- [Problem statement] Please give the data again in full, exactly as provided.

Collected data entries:
-----

PR #287, opened 2021-07-23
Fix https://github.com/knuckleswtf/scribe/pull/281 (again)

tommica:
I encountered another variant of this bug, where the "parts" might not always be defined, causing a fatal error. This solution fixes it.

### DIFF
--- a/src/Extracting/Strategies/GetFromInlineValidatorBase.php
+++ b/src/Extracting/Strategies/GetFromInlineValidatorBase.php
@@ -51,7 +51,7 @@ class GetFromInlineValidatorBase extends Strategy
                 break;
             } else if (
                 // Try $validator = Validator::make(...)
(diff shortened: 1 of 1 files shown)


src/Extracting/Strategies/GetFromInlineValidatorBase.php
```diff
@@ -51,7 +51,7 @@ public function lookForInlineValidationRules(ClassMethod $methodAst): array
                 break;
             } else if (
                 // Try $validator = Validator::make(...)
-                $rvalue instanceof Node\Expr\StaticCall && $rvalue->class->parts && end($rvalue->class->parts) == "Validator"
+                $rvalue instanceof Node\Expr\StaticCall && isset($rvalue->class->parts) && $rvalue->class->parts && end($rvalue->class->parts) == "Validator"
```
shalvah, line 54: empty = isset + empty

```suggestion
                $rvalue instanceof Node\Expr\StaticCall && !empty($rvalue->class->parts) && end($rvalue->class->parts) == "Validator"
```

-----

- [Response below]
PR #287, opened 2021-07-23
Fix https://github.com/knuckleswtf/scribe/pull/281 (again)

tommica:
I encountered another variant of this bug, where the "parts" might not always be defined, causing a fatal error. This solution fixes it.

### DIFF
--- a/src/Extracting/Strategies/GetFromInlineValidatorBase.php
+++ b/src/Extracting/Strategies/GetFromInlineValidatorBase.php
@@ -51,7 +51,7 @@ class GetFromInlineValidatorBase extends Strategy
                 break;
             } else if (
                 // Try $validator = Validator::make(...)
(diff shortened: 1 of 1 files shown)


src/Extracting/Strategies/GetFromInlineValidatorBase.php
```diff
@@ -51,7 +51,7 @@ public function lookForInlineValidationRules(ClassMethod $methodAst): array
                 break;
             } else if (
                 // Try $validator = Validator::make(...)
-                $rvalue instanceof Node\Expr\StaticCall && $rvalue->class->parts && end($rvalue->class->parts) == "Validator"
+                $rvalue instanceof Node\Expr\StaticCall && isset($rvalue->class->parts) && $rvalue->class->parts && end($rvalue->class->parts) == "Validator"
```
shalvah, line 54: empty = isset + empty

```suggestion
                $rvalue instanceof Node\Expr\StaticCall && !empty($rvalue->class->parts) && end($rvalue->class->parts) == "Validator"
```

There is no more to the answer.